What you should do » How many of the lines below have "handling" in them? Say the number and nothing more.

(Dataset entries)
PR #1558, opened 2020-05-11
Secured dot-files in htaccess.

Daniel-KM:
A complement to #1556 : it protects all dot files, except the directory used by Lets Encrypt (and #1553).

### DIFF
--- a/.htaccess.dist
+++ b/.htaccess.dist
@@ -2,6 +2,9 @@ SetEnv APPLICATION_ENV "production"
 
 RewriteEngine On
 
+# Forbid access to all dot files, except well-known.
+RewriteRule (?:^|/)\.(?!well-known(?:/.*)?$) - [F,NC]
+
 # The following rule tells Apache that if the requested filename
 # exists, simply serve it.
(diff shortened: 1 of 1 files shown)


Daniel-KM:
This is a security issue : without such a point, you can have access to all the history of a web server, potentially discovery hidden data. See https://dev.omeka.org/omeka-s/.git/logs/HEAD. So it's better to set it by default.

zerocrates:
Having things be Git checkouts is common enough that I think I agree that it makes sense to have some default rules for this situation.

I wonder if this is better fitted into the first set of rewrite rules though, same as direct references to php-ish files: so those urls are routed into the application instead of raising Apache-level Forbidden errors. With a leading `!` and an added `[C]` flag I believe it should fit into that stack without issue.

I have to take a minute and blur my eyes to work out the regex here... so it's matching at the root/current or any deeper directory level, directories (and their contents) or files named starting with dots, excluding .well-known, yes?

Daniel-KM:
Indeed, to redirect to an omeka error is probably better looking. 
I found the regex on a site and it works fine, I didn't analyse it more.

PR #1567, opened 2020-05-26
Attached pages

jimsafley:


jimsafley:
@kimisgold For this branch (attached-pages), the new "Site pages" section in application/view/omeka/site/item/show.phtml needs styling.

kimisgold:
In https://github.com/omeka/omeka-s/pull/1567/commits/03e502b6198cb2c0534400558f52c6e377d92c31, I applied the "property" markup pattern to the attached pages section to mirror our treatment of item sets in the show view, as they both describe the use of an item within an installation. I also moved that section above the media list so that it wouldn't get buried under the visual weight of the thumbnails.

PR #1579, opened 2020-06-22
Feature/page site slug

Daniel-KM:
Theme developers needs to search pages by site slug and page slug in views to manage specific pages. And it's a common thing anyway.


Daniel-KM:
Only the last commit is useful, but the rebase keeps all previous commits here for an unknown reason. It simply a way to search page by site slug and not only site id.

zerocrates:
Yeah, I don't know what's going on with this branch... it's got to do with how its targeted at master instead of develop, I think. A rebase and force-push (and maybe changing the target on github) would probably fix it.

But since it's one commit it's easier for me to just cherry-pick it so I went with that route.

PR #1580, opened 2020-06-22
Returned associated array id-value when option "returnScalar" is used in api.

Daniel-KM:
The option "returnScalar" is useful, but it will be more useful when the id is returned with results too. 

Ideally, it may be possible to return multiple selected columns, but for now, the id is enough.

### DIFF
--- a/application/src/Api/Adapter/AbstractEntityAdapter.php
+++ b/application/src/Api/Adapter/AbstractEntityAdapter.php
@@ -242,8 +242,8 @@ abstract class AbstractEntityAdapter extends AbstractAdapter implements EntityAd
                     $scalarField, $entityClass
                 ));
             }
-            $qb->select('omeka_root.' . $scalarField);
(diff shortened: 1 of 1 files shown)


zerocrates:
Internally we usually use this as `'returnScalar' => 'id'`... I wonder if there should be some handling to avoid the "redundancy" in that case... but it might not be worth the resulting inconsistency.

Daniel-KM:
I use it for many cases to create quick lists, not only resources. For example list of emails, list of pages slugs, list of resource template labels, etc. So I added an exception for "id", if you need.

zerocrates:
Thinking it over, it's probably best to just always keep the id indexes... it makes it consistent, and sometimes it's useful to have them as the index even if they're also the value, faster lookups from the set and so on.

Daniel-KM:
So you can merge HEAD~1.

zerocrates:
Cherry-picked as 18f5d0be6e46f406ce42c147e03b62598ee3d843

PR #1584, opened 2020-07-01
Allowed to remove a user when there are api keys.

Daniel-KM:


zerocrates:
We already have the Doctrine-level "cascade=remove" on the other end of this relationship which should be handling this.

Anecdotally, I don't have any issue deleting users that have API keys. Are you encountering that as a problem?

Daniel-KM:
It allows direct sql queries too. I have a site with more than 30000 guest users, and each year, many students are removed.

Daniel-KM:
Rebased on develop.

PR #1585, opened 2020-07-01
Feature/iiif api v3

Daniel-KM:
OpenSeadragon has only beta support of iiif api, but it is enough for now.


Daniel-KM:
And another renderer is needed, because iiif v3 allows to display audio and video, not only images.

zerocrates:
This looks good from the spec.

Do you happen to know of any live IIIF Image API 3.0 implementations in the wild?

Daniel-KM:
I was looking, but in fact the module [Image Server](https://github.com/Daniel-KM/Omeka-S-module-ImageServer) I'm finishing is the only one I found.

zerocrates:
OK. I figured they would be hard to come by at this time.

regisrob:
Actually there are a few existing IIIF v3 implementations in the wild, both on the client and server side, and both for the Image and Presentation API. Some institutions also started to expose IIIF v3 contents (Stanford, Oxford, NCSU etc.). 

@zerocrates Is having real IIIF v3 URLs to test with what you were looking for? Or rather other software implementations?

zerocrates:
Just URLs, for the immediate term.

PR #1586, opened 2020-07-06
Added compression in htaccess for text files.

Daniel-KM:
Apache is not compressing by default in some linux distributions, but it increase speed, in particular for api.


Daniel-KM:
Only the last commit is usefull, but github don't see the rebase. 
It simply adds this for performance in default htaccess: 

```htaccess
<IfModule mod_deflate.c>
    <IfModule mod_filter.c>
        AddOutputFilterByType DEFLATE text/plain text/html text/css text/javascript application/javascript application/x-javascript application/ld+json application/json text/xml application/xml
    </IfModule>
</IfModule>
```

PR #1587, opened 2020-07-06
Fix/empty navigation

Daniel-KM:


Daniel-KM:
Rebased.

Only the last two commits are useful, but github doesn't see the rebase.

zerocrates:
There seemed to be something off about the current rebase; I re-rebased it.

Response below » 2